I see now. I think it might be wise to add a segmetrics command that calculates stats similar to the metrics command, but per-segment. The MAD, IQR, etc. might also be useful to be able to report.

etal commented 9 years ago

About those missing probes: CNVkit's R script that runs PSCBS filters out probes with log2 value < -20. These are usually very-low-coverage targets near telomeres and centromeres, and are more likely to appear in long segments that cover a whole chromosome arm. I'll confirm manually. If that's it, then the same filter should be applied when recalculating segment means.

mjafin commented 9 years ago

Nice debugging! Agree with you on segmetrics, would be excellent. I'm happy to help in implementing, testing and debugging any new features.

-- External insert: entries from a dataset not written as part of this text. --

PR #1036, opened 2024-06-27
Backfill lifecycle table

murchandamus:
- Reverse order to put newest version at the top
- Put "after version MAJOR.0" for all maintenance end and EOL dates
- Backfill all dates up to version 0.8.x from file’s history in repository


murchandamus:
I was surprised that https://github.com/bitcoin-core/bitcoincore.org/pull/1026 removed the entry for the latest Major branch that went EOL. I would suggest to order the releases newest first, and I backfilled all the versions that we have data for from the prior versions of this repository.

I also amended the description of the lifecycle to explain the abbreviation EOL on its first appearance rather than later in the text.

stickies-v (commented):
I suggested reversing the order in #918 but there was not much enthusiasm for it - I remain supportive of the change even if I don't care too much either way.

With regards to the full history of versions, I think that would be nice to list on the website in full. I'm not sure if Lifecycle is the best place for it since the list is already quite long and will only ever expand, but again, not a huge concern at the moment either.

So overall:
- light +1 on reversing the order
- light +1 on backfilling the history, although I wonder if there's a better place for it (without duplicating)
- +1 on the EOL and TBA improvements

achow101:
ACK 0b15471cd8a968880a3788587bf356083443ebfe

I think it's a good practice to keep a listing of when each version became EOL. Similar listings exist for [debian](https://wiki.debian.org/DebianReleases) and [ubuntu](https://wiki.ubuntu.com/Releases).

darosior:
Concept ACK.

PR #1038, opened 2024-06-29
Fix default twitter/og meta tag image (fixes #1037)

### LINKED ISSUE #1037: Fallback image for Twitter/OG meta tags point to non-existent image [open-graph.html]
Currently, the page head rendering is pointing to a non-existent image for Twitter/OG image meta tags (open-graph.html fallback logic):

```
<meta name="twitter:image" content="https://bitcoincore.org/assets/images/default-thumb.png">

<meta property="og:image" content="https://bitcoincore.org/assets/images/default-thumb.png">
```

Should we point to one of the existing images or bring a new one for this? bitcoin_core_logo.png might be a good candidate.

joetor5:


achow101:
Do you have an example what the before and after of this change looks like?

fanquake:
> Do you have an example what the before and after of this change looks like?

The before is:
before

So I think pointing to an image that exists will be an improvement.

joetor5:
I created a temporary test post on my personal site with the same image (unmodified) and the twitter/og image meta to see how it would look like after. I tried using ngrok with my local bitcoincore site to test but the image was not displaying/replaced with other ngrok stuff when doing a preview.

Link: https://joetor5.github.io/bitcoin/2024/08/01/bitcoin-og-test.html

Preview on Twitter:

Screenshot 2024-08-01 at 9 34 37 AM


Maybe too big?

It is more problematic if the Twitter theme is in dark mode (you'll have to hover it to see something, but barely visible):

Screenshot 2024-08-01 at 9 39 49 AM

fanquake:
In that case, maybe it's actually just best to leave it as-is for now.

joetor5:
Agree.

PR #1041, opened 2024-07-02
deps: update ruby and dependencies for debian bookworm

achow101:
The build server updated to debian bookworm which has ruby 3.1.2, so update everything to require that. Also updates the other dependencies in the Gemfile.lock.


fanquake:
https://cirrus-ci.com/task/5661091059990528?logs=build_and_test#L87:
```bash
bundler: failed to load command: htmlproofer (/usr/local/bundle/bin/htmlproofer)
/usr/local/bundle/gems/html-proofer-5.0.9/lib/html_proofer/configuration.rb:68:in `parse_cli_options': invalid option: --check-html (OptionParser::InvalidOption)
```

I think the CI check can be changed to something like `bundle exec htmlproofer --disable-external --checks Links,Images,Scripts --ignore-urls '/^\/bin/.*/' --no-enforce-https ./_site`. That seems to work locally:
```bash
bundle exec htmlproofer --disable-external --checks Links,Images,Scripts --ignore-urls '/^\/bin/.*/' --no-enforce-https ./_site

Running 3 checks (Images, Links, Scripts) in ["./_site"] on *.html files ...


Checking 3085 internal links
Checking internal link hashes in 151 files
Ran on 2383 files!


For the Links check, the following failures were found:

* At ./_site/logs/2016-05-zurich-meeting-notes.html:505:

  'a' tag is missing a reference

HTML-Proofer found 1 failure!
```
Which results in a single failure.

achow101:
Yeah, working on the CI failure. I think it would be reasonable to keep https enforcement as all of our links should work with https anyways (checking that now).

achow101:
On second thought, there's a bunch of dead http links and a few sites that don't have https, so going with `--no-enforce-https`. Also fixed the `a` tag problem.

achow101:
Apparently debian only has html-proofer 3.19.2, so I set the Gemfile to force a 3.x version rather than the latest. This also means we won't have to change the flags passed to it.

PR #1046, opened 2024-07-05
Add japanese translations for security advisories

azuchi:


fanquake:
Unrelated, but something else you might also want to translate in a new PR?

text

PR #1050, opened 2024-08-01
Add japanese translations for security advisories in Bitcoin Core v22.0

azuchi:


fanquake:
Was going to say you might want to wait for #1052, but I see you've already used the fixed dates. Thanks.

HenrikBengtsson commented 9 years ago

Dropping by to say that the fact that the mean levels return by PSCBS::segmentByCBS() are the non-weighted mean levels when weighted segmentation is used, is indeed a bug. I've create PSCBS Issue #18 for this. Thanks for spotting it.

etal commented 9 years ago

I've added a segmetrics command with CI and PI options; care to take a look @mjafin ?

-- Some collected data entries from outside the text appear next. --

PR #1054, opened 2024-08-05
Remove fitVids function call

GBKS:
This code calls a function that does not exist, resulting in a Javascript error on every page load.

[fitVids](http://fitvidsjs.com) is a jQuery plugin that probably was part of the codebase at some point (but definitely is not now).

I don't think there are any videos on the site. I also think that there are modern CSS-based approaches to resizing videos that could be implemented if necessary.


fanquake (approved):
ACK 1d5e611a04027228fb194a1d762f5028ed158967

PR #1073, opened 2024-10-07
RPC docs: fix broken links to tags >= v22.0

### LINKED ISSUE #1071: Links from the generated RPC docs back to version-tag are broken
Example:
https://bitcoincore.org/en/doc/28.0.0/ currently has a link in the left column:
> Documentation exported from [Bitcoin Core 28.0.0](https://github.com/bitcoin/bitcoin/tree/v28.0.0)

The URL is https://github.com/bitcoin/bitcoin/tree/v28.0.0 but the URL for the correct tag is https://github.com/bitcoin/bitcoin/tree/v28.0, so GitHub gives users 404s.

URLs for versions using the old 0.x.y scheme work.

stickies-v:
Since v22, the patch number is omitted in git tags, unless it is non-zero.
```
  version  -> tag
  0.21.0   -> v0.21.0
  22.0.0   -> v22.0
  24.0.1   -> v24.0.1
```

This breaks the "Documentation exported from Bitcoin Core 28.0.0" link on the RPC documentation page: https://bitcoincore.org/en/doc/28.0.0/ (and other >= v22 pages)

Fix this by automatically removing the patch if both the minor and patch numbers are zero. This creates some inconsistency in that on the same page we'll refer to both "28.0.0" and "28.0", but that seems unavoidable if we don't want to break permalinks.

Alternatives considered:
1. for affected version, update the `btcversion` field in existing RPC docs and in `generate.go`, but that would change a bunch of permalinks, making them not very perma
2. for affected versions, introduce a new `git_tag` field and update `generate.go` to produce that alongside `btcversion`, but it's a lot more involved than the automatic parsing in this PR
3. add the `x.x.0` tags in `bitcoin/bitcoin` and update the release process going forward, but I think there'd be hesitancy adding new tags just for this

Fixes #1071

### DIFF
--- a/_layouts/doc.html
+++ b/_layouts/doc.html
@@ -24,7 +24,14 @@
     <div>
       <p>
         {% if page.btcversion != "index" %}
-          Documentation exported from <a href="https://github.com/bitcoin/bitcoin/tree/v{{page.btcversion}}">Bitcoin Core {{page.btcversion}}</a>
+          <!-- Since v22, the patch number is omitted in git tags, unless it is non-zero:
+            version  -> tag
+            0.21.0   -> v0.21.0
+            22.0.0   -> v22.0
+            24.0.1   -> v24.0.1
+          -->
+          {% assign tag_version = page.btcversion | replace: ".0.0", ".0" %}
+          Documentation exported from <a href="https://github.com/bitcoin/bitcoin/tree/v{{ tag_version }}">Bitcoin Core {{ tag_version }}</a>
         {% endif %}
       </p>
     </div>


hodlinator:
Concept ACK

Thanks for fixing this! If anyone happens to have a nix-shell for building the website I'm happy to test, otherwise I am not sure when I would have time to fully verify it.

stickies-v:
> Did you have a look at other possible uses of `page.btcversion`?

Yeah, I outlined this in the PR description. It is used for permalinks, for example. That's why I'm not changing it in this approach. Or do you mean something else?

achow101:
ACK 24e7f4522494774ce841cb8d7178bd43e7117460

mjafin commented 9 years ago

Fantastic, thanks @etal, I'll test these in the next few days!

mjafin commented 9 years ago

There might be a small oversight somewhere, as my cns doesn't have segments in all chromosomes and produces the following error:

[klrl262@chara: /ngs/oncology/analysis/external/CCLE/HCC1954/downsampling_exercise/genereadV2_GTL16_EBC1/work/structural ]$ cnvkit.py segmetrics -s GTL16/cnvkit/raw/GTL16-ready.cns -o temp.txt --stdev --mad --iqr --bivar --ci --pi GTL16/cnvkit/raw/GTL16-ready.targetcoverage.cnn
Traceback (most recent call last):
  File "/home/klrl262/miniconda/envs/bcbio-test/bin/cnvkit.py", line 4, in <module>
    __import__('pkg_resources').run_script('CNVkit==0.5.2', 'cnvkit.py')
  File "/home/klrl262/miniconda/envs/bcbio-test/lib/python2.7/site-packages/setuptools-14.3-py2.7.egg/pkg_resources/__init__.py", line 698, in run_script
  File "/home/klrl262/miniconda/envs/bcbio-test/lib/python2.7/site-packages/setuptools-14.3-py2.7.egg/pkg_resources/__init__.py", line 1623, in run_script
  File "/home/klrl262/miniconda/envs/bcbio-test/lib/python2.7/site-packages/CNVkit-0.5.2-py2.7.egg/EGG-INFO/scripts/cnvkit.py", line 9, in <module>

  File "build/bdist.linux-x86_64/egg/cnvlib/commands.py", line 1333, in _cmd_segmetrics

  File "build/bdist.linux-x86_64/egg/cnvlib/cnarray.py", line 313, in by_segment
ValueError: Segments are missing chromosome 'chr16'

Should the positional arguments include both the cnn and cnr file or just one (and not the other)? Does order matter?

etal commented 9 years ago

The command line you used was right. Only one .cnr or .cnn file can be used at a time, and then the -s segments option is required.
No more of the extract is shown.